- Work to complete -
Stopping right after the line with "I rebased onto", please reproduce the material below exactly from its first line.

- Extracted records -
PR #97, opened 2026-07-29
Identify Intel GPUs properly

shibco:
This PR makes Live's GPU renderer available again on Intel graphics newer than 2019 (issue 84, Wine patch 0057). Wine reported every Intel GPU from Ice Lake through Lunar Lake, and the Arc A-series cards, as "Intel(R) HD Graphics 4000", a 2012 device that Live refuses to use, so the Preferences dialog greyed out "Enable GPU Renderer". Wine now reports the real device names. 

Thank you to @stickyfran for being persistent with this!

### DIFF
--- a/CHANGELOG.md
+++ b/CHANGELOG.md
@@ -1,5 +1,14 @@
 # Changelog
 
+## Unreleased
+
+- Live's GPU renderer is available again on Intel graphics newer than 2019
+  (issue 84, Wine patch 0057). Wine reported every Intel GPU from Ice Lake
+  through Lunar Lake, and the Arc A-series cards, as "Intel(R) HD Graphics
+  4000", a 2012 device that Live refuses to use, so the Preferences dialog
+  greyed out "Enable GPU Renderer". Wine now reports the real device names.
+  Reported by stickyfran.
+
 ## 2026.07.29.1
 
 - Live now uses its GPU renderer. Prefix setup removes the legacy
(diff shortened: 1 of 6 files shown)


shibco:
@ClickSentinel I think this one got superseded by your GPU work, right?

ClickSentinel:
@shibco  it was supposed to but may need more work as per most recent comment on that PR. We may need to build a diagnostic script or work with @stickyfran

shibco:
The issue is that the new work doesn't satisfy the deny list. I am going to merge this one over the top of the work already done, but this may crop up again on a case by case basis and need some additional thinking.

shibco:
Edit: to clarify, @ClickSentinel its that this is literally an annoying Live problem, the work on your more recent PR will fix 90% of the cases of this cropping up

shibco:
I rebased onto current main, keeping #105. The patch is unchanged.

@ClickSentinel's work on #105 builds the description from the driver's renderer string, and for a Meteor Lake iGPU that comes out as "Intel(R) Arc(tm) Graphics", the device's real Windows name. @stickyfran's report on #105 shows Live rejects that name too, which matches Ableton's known Arc trouble on Windows. The table entry this PR ensures the "(MTL)" suffix is what gets past Live's exact-name check. 

The two patches complement each other: the table covers the denylisted Intel names, `0061` covers everything else.

ClickSentinel:
Ok sounds good. Part of the reason this broke out into a separate PR was that I found some issues with IDing newer Intel GPUs - when I have service again I can pull up those notes.

shibco:
@stickyfran, please try now!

- Exercise response -
PR #97, opened 2026-07-29
Identify Intel GPUs properly

shibco:
This PR makes Live's GPU renderer available again on Intel graphics newer than 2019 (issue 84, Wine patch 0057). Wine reported every Intel GPU from Ice Lake through Lunar Lake, and the Arc A-series cards, as "Intel(R) HD Graphics 4000", a 2012 device that Live refuses to use, so the Preferences dialog greyed out "Enable GPU Renderer". Wine now reports the real device names. 

Thank you to @stickyfran for being persistent with this!

### DIFF
--- a/CHANGELOG.md
+++ b/CHANGELOG.md
@@ -1,5 +1,14 @@
 # Changelog
 
+## Unreleased
+
+- Live's GPU renderer is available again on Intel graphics newer than 2019
+  (issue 84, Wine patch 0057). Wine reported every Intel GPU from Ice Lake
+  through Lunar Lake, and the Arc A-series cards, as "Intel(R) HD Graphics
+  4000", a 2012 device that Live refuses to use, so the Preferences dialog
+  greyed out "Enable GPU Renderer". Wine now reports the real device names.
+  Reported by stickyfran.
+
 ## 2026.07.29.1
 
 - Live now uses its GPU renderer. Prefix setup removes the legacy
(diff shortened: 1 of 6 files shown)


shibco:
@ClickSentinel I think this one got superseded by your GPU work, right?

ClickSentinel:
@shibco  it was supposed to but may need more work as per most recent comment on that PR. We may need to build a diagnostic script or work with @stickyfran

shibco:
The issue is that the new work doesn't satisfy the deny list. I am going to merge this one over the top of the work already done, but this may crop up again on a case by case basis and need some additional thinking.

shibco:
Edit: to clarify, @ClickSentinel its that this is literally an annoying Live problem, the work on your more recent PR will fix 90% of the cases of this cropping up

shibco:
I rebased onto current main, keeping #105. The patch is unchanged.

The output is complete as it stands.